The central park of the city is 40 metres long and 30 metres wide. The mayor wants to construct two roads of equal width in the park such that the roads intersect each other at right angles and the center of the rectangle coincides with the center of the rectangle formed by the intersection of the two roads. Further, the mayor wants that the area of the two roads to be equal to the remaining area of the park. What should be the width of the roads?

• A. 10 metres
• B. 12.5 metres
• C. 14 metres
• D. 15 metres
• E. 16 metres

Hint:

For crossing roads in a rectangle, use inclusion–exclusion: sum of two strips minus overlap.

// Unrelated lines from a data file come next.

PR #81, opened 2019-12-30
Test utility for reading/writing to/from nexus child - replica

jkryl:
* Refactor the code around bdev descriptor object to feel more rusty
  and to avoid code duplication with spdk_bdev_open().
* Rust wrapper object for DMA buffer lives in its own file now.
* Remove dma_zmalloc() in favour of dma_malloc() - both methods
  returned zero initialized memory.
* Fix bug when return code from mayastor_stop wasn't properly
  propagated to mayastor_start caller.
* Fix default log expression which filtered out all messages not coming
  from the mayastor lib (i.e. messages from the binaries using the lib).
* Remove "deprecated" tag from mayastor_start() as it's preferred
  alternative to mayastor env lib for simple test & utility programs.

Help message for the new tool:
```
Test initiator for nexus replica
Connect, read or write a block to a nexus replica using its URI

USAGE:
    initiator [OPTIONS] <URI> [SUBCOMMAND]

FLAGS:
    -h, --help       Prints help information
    -V, --version    Prints version information

OPTIONS:
    -o, --offset <NUMBER>    Offset of IO operation on the replica in bytes (default 0)

ARGS:
    <URI>    URI of the replica to connect to

SUBCOMMANDS:
    connect    Connect to and disconnect from the replica
    help       Prints this message or the help of the given subcommand(s)
    read       Read bytes from the replica
    write      Write bytes to the replica
```

Example usage (all three major subcommands):
```
  initiator nvmf://127.0.0.1:8420/nqn.2019-05.io.openebs:disk2 connect
  initiator nvmf://127.0.0.1:8420/nqn.2019-05.io.openebs:disk2 read /tmp/out
  initiator nvmf://127.0.0.1:8420/nqn.2019-05.io.openebs:disk2 write /tmp/out
```

TODO:
 * Make starting nvmf and iscsi target in mayastor lib optional. We don't
   need those in initiator utility. We need to squeeze mem requirements
   and the targets conflict with a mayastor instance running on the same
   host (workaround is MY_POD_IP=<extern-IP>).
 * Use the new utility in JS unit tests to test the IO on replica.

### DIFF
--- a/mayastor/src/descriptor.rs
+++ b/mayastor/src/descriptor.rs
@@ -13,7 +13,7 @@
 //! use mayastor::descriptor::Descriptor;
 //! // open a descriptor to the bdev, in readonly or read/write
 //! let bdev = Descriptor::open("my_bdev", true).unwrap();
-//! let mut buf = bdev.dma_zmalloc(4096).unwrap();
+//! let mut buf = bdev.dma_malloc(4096).unwrap();
 //! buf.fill(0xff);
 //! bdev.write_at(0, &buf).await.unwrap();
 //!
@@ -28,7 +28,6 @@
 use std::{
     ffi::c_void,
     ops::{Deref, DerefMut},
-    slice::{from_raw_parts, from_raw_parts_mut},
 };
 
 use futures::channel::oneshot;
@@ -44,22 +43,23 @@ use spdk_sys::{
     spdk_bdev_open,
     spdk_bdev_read,
     spdk_bdev_write,
-    spdk_dma_free,
-    spdk_dma_zmalloc,
     spdk_get_io_channel,
     spdk_io_channel,
     spdk_put_io_channel,
 };
 
 use crate::{
-    bdev::{bdev_lookup_by_name, Bdev},
+    bdev::Bdev,
+    dma::{DmaBuf, DmaError},
     executor::{cb_arg, errno_result_from_i32},
 };
 
 #[derive(Debug, Snafu)]
-pub enum DmaError {
-    #[snafu(display("Failed to allocate DMA buffer"))]
-    Alloc {},
+pub enum DescError {
+    #[snafu(display("Failed to open bdev"))]
+    OpenBdev { source: Errno },
+    #[snafu(display("Failed to obtain IO channel for bdev"))]
+    GetIoChannel {},
     #[snafu(display("Invalid IO offset {}", offset))]
     InvalidOffset { offset: u64 },
     #[snafu(display(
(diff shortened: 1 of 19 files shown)


mayastor/src/lib.rs
```diff
@@ -296,25 +301,13 @@ where
 /// Cleanly exit from the program.
 /// NOTE: cannot be called from a future -> double borrow of executor.
 pub fn mayastor_stop(rc: i32) -> i32 {
-    if rc != 0 {
```
gila: This won't work.. the global thread the app framework uses is not set. Its not accessible outside of the app framework either. 

This will cause the shutdown code to crash or trip an assert or something nasty like that. Maybe code that uses the app framework should use a different shutdown callback? (which more or less is what at is was but but simply named differently?)

jkryl: yea, I found out exactly what you described :-) I believe it's fixed now, but let's wait for test results. The main idea of the fix is to avoid mixing shutdown path of new env lib and original rust wrappers in lib.rs. mayastor_stop should be used only for progs started by mayastor_start and mayastor_env_stop only for mayastor::environment::env::MayastorEnvironment::new 🤓

mayastor/src/descriptor.rs
```diff
@@ -88,103 +88,52 @@ pub enum DmaError {
...
 
-/// DmaBuf that is allocated from the memory pool
+/// Block Device Descriptor
 #[derive(Debug)]
-pub struct DmaBuf {
-    /// a raw pointer to the buffer
-    pub buf: *mut c_void,
-    /// the length of the allocated buffer
-    len: usize,
+pub struct Descriptor {
```
gila: @jkryl, Thanks for clean this up, in retrospect, the initially chosen naming here chose very poorly.

The initial idea was to use the descriptor -- that is analogous to a file descriptor, and it would provide all the methods to work with it. 

However, as we are moving towards multiple cores, there is an inherent problem with this approach that I'm hitting while implementing the new per segment rebuild implementation.

To sum that up, the idea here is that we divide the block device into segments, and have the nexus dispatch segments to whatever cores are available.

Because of that, that's where _this_ descriptor model brakes as per core we need an io channel. So it works only for whatever core we happen to initialise on. 

So we need to decouple the descriptor and the io_channel. We can then also get rid of the Rc around it. 

BTW, I'm not expecting you to do that as part of this PR or anything like that. I'm implementing two new types around these primitives.  I'll go back and update this part to make use of that once we agree on the code that implements it.

jkryl: thanks for explaining 👍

Always check feasibility against the park's dimensions.

Answer 1

The Correct Option is A

Step 1: Total area of park = \(40 \times 30 = 1200 \ \text{m}^2\). Let width of each road = \(x\). Step 2: Area of two roads (a cross) = Area of horizontal strip + Area of vertical strip \(-\) overlapping square. \[ = (40 \times x) + (30 \times x) - (x \times x) = 70x - x^2. \] Step 3: Given: Area of two roads = remaining park area. Thus \[ 70x - x^2 = 1200 - (70x - x^2). \] \[ ⇒ 2(70x - x^2) = 1200 ⇒ 70x - x^2 = 600. \] \[ ⇒ x^2 - 70x + 600=0. \] Step 4: Solve quadratic: \[ x = \frac{70 \pm \sqrt{70^2 - 4\cdot600}}{2} = \frac{70 \pm \sqrt{4900-2400}}{2} = \frac{70 \pm \sqrt{2500}}{2} = \frac{70 \pm 50}{2}. \] So \(x=60\) or \(x=10\). Width cannot exceed smaller dimension (30), hence \(x=10\). Thus required width is \(\boxed{10 \ \text{metres}}\).